**WHAT TO DO:** Please tally every line in the listing below where the word "token" appears, then give the number and nothing more.
_ _ _ _ _ _ _
PR #11055, opened 2019-11-13
API: Cleaning react Reducer / Actions / Types

willy-ahva:

`OK`: Done / Validated
`-`: Not needed


src/Akeneo/Apps/front/src/application/apps/components/CreateAppForm.tsx
```diff
@@ -0,0 +1,176 @@
...
+    const translate = useContext(TranslateContext);
+    const history = useHistory();
+    const isFirstRender = useRef(true);
+
+    useEffect(() => {
+        if (isFirstRender.current) {
+            isFirstRender.current = false;
+
+            return;
+        }
```
pchasle: What is this for?

src/Akeneo/Apps/front/src/application/apps/components/CreateAppForm.tsx
```diff
@@ -0,0 +1,176 @@
...
+            if (false === input.checkValidity()) {
+                if (input.validity.valueMissing) {
+                    dispatch(setError(name, `akeneo_apps.constraint.${name}.required`));
+                }
+                if (input.validity.patternMismatch) {
+                    dispatch(setError(name, `akeneo_apps.constraint.${name}.invalid`));
+                }
+            }
+        });
+    }, [state.controls.code.value, state.controls.label.value, dispatch]);
```
pchasle: Eslint might warn on this, you are missing `codeInputRef` and `labelInputRef` dependencies

src/Akeneo/Apps/front/src/application/common/components/button/Button.tsx
```diff
@@ -21,7 +21,7 @@ export const Button = ({
     }
 
     return (
-        <button onClick={onClick} className={classNames.join(' ')} disabled={disabled}>
+        <button type='button' onClick={onClick} className={classNames.join(' ')} disabled={disabled}>
             {children}
             {undefined !== count && <span className='AknButton--withSuffix'>{count}</span>}
         </button>
```
pchasle: You will need to regenerate the snapshot tests

pchasle: `make apps-front-tests-watch` and `u` to update when prompted

src/Akeneo/Apps/front/src/application/apps/components/CreateAppForm.tsx
```diff
@@ -0,0 +1,176 @@
...
+            return;
+        }
+        [codeInputRef, labelInputRef].forEach(inputRef => {
+            const input = inputRef.current;
+            if (null === input) {
+                return;
+            }
+
+            const name = input.name;
+            if (false === input.checkValidity()) {
```
pchasle: You might be able to do this check to avoid re-validating. If you have errors on an invalid input, then it's already validated.
```suggestion
            if (false === input.checkValidity() && 0 === Object.keys(state.controls[name].errors).length) {
```

src/Akeneo/Apps/front/src/application/apps/components/CreateAppForm.tsx
willy-ahva: The first time we render the useEffect will check validity of inputs. As they are not valid (code is null for example) errors are shown when the form is rendered. To avoid this you implemented a flag in the state with action/reducer (SET_VALIDATED), which is heavier than having a useRef flag. This way to do was advised by François during the training.

pchasle: I didn't know of this usage of useRef :+1: 

But there is still the issue that all errors will be triggered on the second render even if you didn't touched the 2nd input.

e.g. editing **code** => trigger validation => error "**label** is required" is displayed (but user didn't interact with it)

An easy fix will be to only valid if the control is `touched` (or `dirty`) and it's generally the go to solution, you can take a look at [Formik](https://jaredpalmer.com/formik/docs/guides/validation) or [Angular](https://angular.io/guide/form-validation)

PR #11069, opened 2019-11-15
Pull-up: Fix Asset Manager integration tests

SamirBoulil:

In 3.2, we experienced an issue on the asset manager BC regarding the integration tests of controllers. Every 404th+ tests would fail, but they would pass if run one by one.

We figured this issue happened because the SSO Repository had no InMemory implementation for the `test_fake` environment, so it would call the database anyway.
This repo was called for each HTTP request made to the PIM.

To fix this issue, we decided to close openned connection even on the for kernel built with the `test_fake` env.

On master, this service was not part of the `test_fake` env (_as it should_).

Today, we are currenlty blocked by this in the 3.2 -> master pull-up.

**Solution:**
Add the `akeneo_integration_tests.doctrine.connection.connection_closer` service into the `test_fake` environement.

`OK`: Done / Validated
`-`: Not needed

### DIFF
--- a/config/services/test_fake/services.yml
+++ b/config/services/test_fake/services.yml
@@ -11,3 +11,9 @@ imports:
     - { resource: ../../../src/Akeneo/Apps/back/tests/Acceptance/Resources/config/queries.yml }
     - { resource: ../../../src/Akeneo/Apps/back/tests/Acceptance/Resources/config/repositories.yml }
     - { resource: ../../../src/Akeneo/Apps/back/tests/Acceptance/Resources/config/services.yml }
+
+services:
+    akeneo_integration_tests.doctrine.connection.connection_closer:
+        class: Akeneo\Test\IntegrationTestsBundle\Doctrine\Connection\ConnectionCloser
+        arguments:
+            - '@doctrine'


config/services/test_fake/services.yml
```diff
@@ -11,3 +11,12 @@ imports:
     - { resource: ../../../src/Akeneo/Apps/back/tests/Acceptance/Resources/config/queries.yml }
     - { resource: ../../../src/Akeneo/Apps/back/tests/Acceptance/Resources/config/repositories.yml }
     - { resource: ../../../src/Akeneo/Apps/back/tests/Acceptance/Resources/config/services.yml }
+
+parameters:
+    akeneo_integration_tests.doctrine.connection.connection_closer.class: Akeneo\Test\IntegrationTestsBundle\Doctrine\Connection\ConnectionCloser
+
+services:
+    akeneo_integration_tests.doctrine.connection.connection_closer:
+        class: '%akeneo_integration_tests.doctrine.connection.connection_closer.class%'
```
pierallard: Don't hesitate to put directly the class instead of setting a parameter, if you don't want anybody to override this behavior.

SamirBoulil: VENDU!

PR #11080, opened 2019-11-18
 PIM-8954: Forbid access to any user data when the permission 'list users' is not granted

LaurentPetard:
Every user can access to the data of any other user with the end-point "pim_user_user_rest_get", even if the permission "List users" is not granted. 

It's a backport of https://github.com/akeneo/pim-community-dev/pull/11036 for the 2.3 with the difference that in 2.3, the user identifier of the end-point is not the integer id, but the user name or its email.

### DIFF
--- a/CHANGELOG-2.3.md
+++ b/CHANGELOG-2.3.md
@@ -3,7 +3,7 @@
 ## Bug fixes
 
 - PIM-7027: fix completeness visibility on product edit form
-- PIM-8954: Forbid user without "list users" permission to access to other user data
+- PIM-8954: Forbid user without "list users" permission to access other user data
 
 # 2.3.69 (2019-10-24)
 
--- a/CHANGELOG-2.3.md
+++ b/CHANGELOG-2.3.md
@@ -3,6 +3,7 @@
 ## Bug fixes
 
 - PIM-7027: fix completeness visibility on product edit form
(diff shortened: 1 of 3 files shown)


CHANGELOG-2.3.md
```diff
@@ -3,6 +3,7 @@
 ## Bug fixes
 
 - PIM-7027: fix completeness visibility on product edit form
+- PIM-8954: Forbid user without "list users" permission to access to other user data
```
SamirBoulil:
```suggestion
- PIM-8954: Forbid user without "list users" permission to access other user data
```

src/Pim/Bundle/UserBundle/Controller/UserRestController.php
```diff
@@ -65,6 +73,16 @@ public function getAction($identifier)
     {
         $user = $this->userRepository->findOneByIdentifier($identifier);
 
+        $token = $this->tokenStorage->getToken();
+        $currentUserId = null !== $token ? $token->getUser()->getId() : null;
+
+        if (null !== $this->securityFacade) {
```
SamirBoulil: Add a comment to discard this fix as its already fixed in 3.2

LaurentPetard: Fixed

PR #11106, opened 2019-11-21
PIM-8990: Improve the performance of the creation of the attributes requirements

LaurentPetard:

When a channel is created, all the attribute requirements are created and persisted in the same process, e. So one line is inserted per attribute of each family.

For a catalog with a lot of families and a lot of attributes per family, the creation of a channel reaches the maximum time execution.

The proposed solution is simply to create only the attribute requirements for the identifier.

`OK`: Done / Validated
`-`: Not needed


jmleroux:
After some discussion, this PR is closed and will be reworked in a much simpler way.

PR #11115, opened 2019-11-22
PIM-8990: Fix channel creation taking too much time

LaurentPetard:

When a channel is created, all the attribute requirements are created and persisted in the same process. So one line is inserted per attribute of each family.

For a catalog with a lot of families and a lot of attributes per family, the creation of a channel reaches the maximum time execution. (PS: it's not a memory leak. The process could run for hours if we don't limit it)

The proposed solution is simply to create only the attribute requirements for the identifier.

`OK`: Done / Validated
`-`: Not needed

### DIFF
--- a/CHANGELOG-3.0.md
+++ b/CHANGELOG-3.0.md
@@ -1,5 +1,9 @@
 # 3.0.x
 
+## Bug fixes
+
+- PIM-8990: Create only the attributes requirements of the identifier attribute when a channel is created
+
 # 3.0.55 (2019-11-22)
 
 ## Bug fixes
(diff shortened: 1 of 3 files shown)


CHANGELOG-3.0.md
```diff
@@ -1,5 +1,9 @@
 # 3.0.x
 
+## Bug fixes
+
+- PIM-8990: Create only the attributes requirements of the identifier attribute when a channel is created
```
rybus: Fix the memory leak due to the creation of too many attributes requirements when creating a channel.

LaurentPetard: I misphrased the commit message, but it's not a memory leak. It's "just" that it took too much time to execute all the queries.

rybus: Awww okay! "Reduce time execution" then? :stuck_out_tongue:

mmetayer: or neutral "Fix initialization of attribute requirements on channel creation"

PR #11119, opened 2019-11-22
PIM-8997: Replace versioning cursor used for the purge

LaurentPetard:
The existing cursor used for purging the versions has a memory leak.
_ _ _ _ _ _ _
**SOLUTION FOR THIS PROBLEM:** 2